Spiritual

Why Are We So Angry? The Spiritual Cost of Unchecked Rage in Modern Life

By Sonu Tyagi Founder, Go Spiritual & Approach Entertainment

Just a few days ago, in the heart of Mumbai’s Malad West, a 25-year-old digital marketing professional named Sharik Ansari lost his life over something as trivial as a slight touch between a bike and a cab. What began as a routine Saturday morning ride turned fatal in minutes. A minor brake application, a small collision, heated words exchanged while still driving, and then a stop near Infiniti Mall under the Oswal Metro station. One helmet strike on a windscreen, one moment of blind rage — and a sharp object from the cab ended a young man’s life. The cab driver and his passenger were arrested on the spot; the driver himself had called the police. But no call, no arrest, no FIR can bring Sharik back to his family.

This is not news. This is a mirror.

We are living in an era where anger has become our default response to the smallest inconveniences. A delayed delivery, a slow Wi-Fi connection, someone overtaking on the highway, a colleague’s casual remark — anything can ignite the fuse. We are not angry at something specific anymore; we are angry in general. The frustration simmers inside us like a pressure cooker with no release valve, built up from endless deadlines, financial stress, broken sleep, scrolling toxicity, and the constant race to prove we matter. And when it finally explodes, it doesn’t just damage a car or a relationship — it sometimes takes a human life.

The tragedy in Malad is a textbook case of what psychologists call “displaced aggression” meeting “modern-life overload.” Sharik was riding behind the cab. The cab braked. A tiny nudge. That was it. No grand conspiracy, no old enmity — just two strangers whose inner worlds were already heavy. In that split second, reason vanished. Empathy vanished. The spiritual truth we have forgotten vanished: every life is sacred, every breath is a gift.
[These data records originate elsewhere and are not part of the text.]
PR #515, opened 2019-09-17
Allow configurations through manifold-connection

sslotsky:
## Reason for change

The `manifold-connection` was supposed to allow us to configure certain things, like which environment to point to, or how long to wait before timing out. This became broken along the way as we wrestled with state tunnels and race conditions.

This change restores configurability. To accomplish this, the `manifold-connection` calls an `initialize` function on the connection when it loads. The `restFetch` and `graphqlFetch` functions will wait for the connection state to be initialized before proceeding.

The consequence of this is that no component can make network calls unless the `manifold-connection` is present on the page. This is how we originally intended it to work, so this is fine.

In the future, the `initialize` function will also accept the auth token, which will similarly be passed along by `manifold-connection`, allowing us to eliminate the `manifold-auth-token` component.

## Testing

Tests should still pass, and now you should be able to set `env="stage"` on `manifold-connection` and have network calls go to staging.

## Checklist

### DIFF
--- a/src/state/connection.ts
+++ b/src/state/connection.ts
@@ -6,15 +6,46 @@ const baseWait = 15000;
 
 export type Subscriber = (oldToken?: string, newToken?: string) => void;
 
+const INITIALIZED = 'manifold-connection-initialize';
+
+interface Initialization {
+  env?: 'local' | 'stage' | 'prod';
+  waitTime?: number;
+  authToken?: string;
+}
+
 export class ConnectionState {
-  /** _(optional)_ Specify `env="stage"` for staging */
+  authToken?: string;
   env: 'local' | 'stage' | 'prod' = 'prod';
-  /** _(optional)_ Wait time for the fetch calls before it times out */
   waitTime: number = baseWait;
 
-  authToken?: string;
-
   private subscribers: Subscriber[] = [];
+
+  private initialized: boolean = false;
+
+  initialize = ({ env = 'prod', waitTime = baseWait }: Initialization) => {
+    this.env = env;
+    this.waitTime = waitTime;
+    this.initialized = true;
+    const event = new CustomEvent(INITIALIZED);
+    document.dispatchEvent(event);
+  };
+
+  onReady = () => {
+    return new Promise(resolve => {
+      if (this.initialized) {
+        resolve();
+      }
+
+      const done = () => {
+        this.initialized = true;
+        document.removeEventListener(INITIALIZED, done);
+        resolve();
+      };
+
+      document.addEventListener(INITIALIZED, done);
+    });
+  };
 
   subscribe = (s: Subscriber) => {
     this.subscribers.push(s);
@@ -22,14 +53,6 @@ export class ConnectionState {
     return () => {
       this.subscribers.splice(this.subscribers.indexOf(s), 1);
     };
-  };
-
-  setEnv = (newValue: 'local' | 'stage' | 'prod') => {
-    this.env = newValue;
-  };
-
-  setWaitTime = (newValue: number) => {
-    this.waitTime = newValue;
   };
 
   setAuthToken = (token: string) => {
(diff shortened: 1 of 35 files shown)


stories/scenarios.stories.js
```diff
@@ -22,7 +22,7 @@ storiesOf('Scenarios', module)
   .addDecorator(manifoldConnectionDecorator)
   .add('OAuth', () => {
     return `
-      <manifold-connection>
+      <manifold-connection env="stage">
```
sslotsky: I was just doing this to test, probably want to change it back.

stories/data/connectionDecorator.js
```diff
@@ -6,7 +6,7 @@ export const manifoldConnectionDecorator = storyFn => {
   const token = text('manifold_api_token', localStorage.getItem('manifold_api_token') || '');
   localStorage.setItem('manifold_api_token', token); // update localStorage to persist
   return `
-  <manifold-connection>
+  <manifold-connection env="stage">
```
sslotsky: This was just for testing, should probably be changed back.

src/state/connection.ts
```diff
@@ -49,18 +72,20 @@ export class ConnectionState {
...
     retries: 1,
   });
 
   graphqlFetch = createGraphqlFetch({
     getAuthToken: this.getAuthToken,
     setAuthToken: this.setAuthToken,
-    endpoint: connections[this.env].graphql,
-    wait: this.waitTime,
+    onReady: this.onReady,
+    endpoint: () => connections[this.env].graphql,
```
dangodev: A function makes a lot more sense! Dunno why we didn’t do it this way before.

src/utils/connections.ts
```diff
@@ -20,6 +21,7 @@ export const connections: Connections = {
     provisioning: 'http://api.provisioning.arigato.tools/v1',
     connector: 'http://api.connector.arigato.tools/v1',
     graphql: 'http://graphql.arigato.tools/graphql',
+    oauth: 'https://login.arigato.tools/signin/oauth/web', // does this work?
```
dangodev: @tainacleal is this correct?

stories/data/connectionDecorator.js
dangodev: I mean, if we’re developing on `stage` in dev, maybe we should keep it? Assuming we get better stage data (that’s still in the backlog, but I still see value in it)

dangodev:
Suggestion: would it be possible to add a `select` Storybook Knob to `<manifold-marketplace>` to select the env? I’d like to be able to at least switch between listing stage and prod products to make sure this is working.

stories/data/connectionDecorator.js
dangodev: Actually on second thought, it is really good to be able to look specifically at the plan selector’s specific product displays, since we don’t have good staging data yet that shows similar products.

We should change this back, unless all the **catalog** stories are updated with the correct product & plan labels everywhere:

Screen Shot 2019-09-17 at 10 10 13

But I still think adding a dropdown to the marketplace component for env would be helpful.

stories/scenarios.stories.js
domenicrosati: ya i'd say

stories/data/connectionDecorator.js
domenicrosati: my 2c's: prod is good because it'd be what platforms will dev against?

src/utils/connections.ts
domenicrosati: it sure is: https://github.com/manifoldco/marketplace/blob/c8ffaa2e93b80f7651358d823b0611bdfec4027d/docker-compose.yml#L716

domenicrosati: and it works!

sslotsky: :tada:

In the ancient wisdom that Go Spiritual has always stood for, anger is described as the shortest route to self-destruction. Lord Krishna tells Arjuna in the Bhagavad Gita: “Krodha leads to delusion, delusion to loss of memory, loss of memory to destruction of intellect, and destruction of intellect leads to one’s total ruin.” Today’s science echoes the same: chronic anger floods our system with cortisol, shrinks the prefrontal cortex (the seat of reason), and enlarges the amygdala (the seat of fear and rage). We become prisoners of our own biology.

Mental health statistics are screaming at us. India reports one of the highest rates of stress-related disorders globally. Road rage cases in Mumbai alone have risen sharply in the last two years. Yet we treat anger management as optional — something you do only if you “have time” after office, gym, and Netflix. The truth is harsher: in a world this complex, anger management is no longer a luxury. It is survival.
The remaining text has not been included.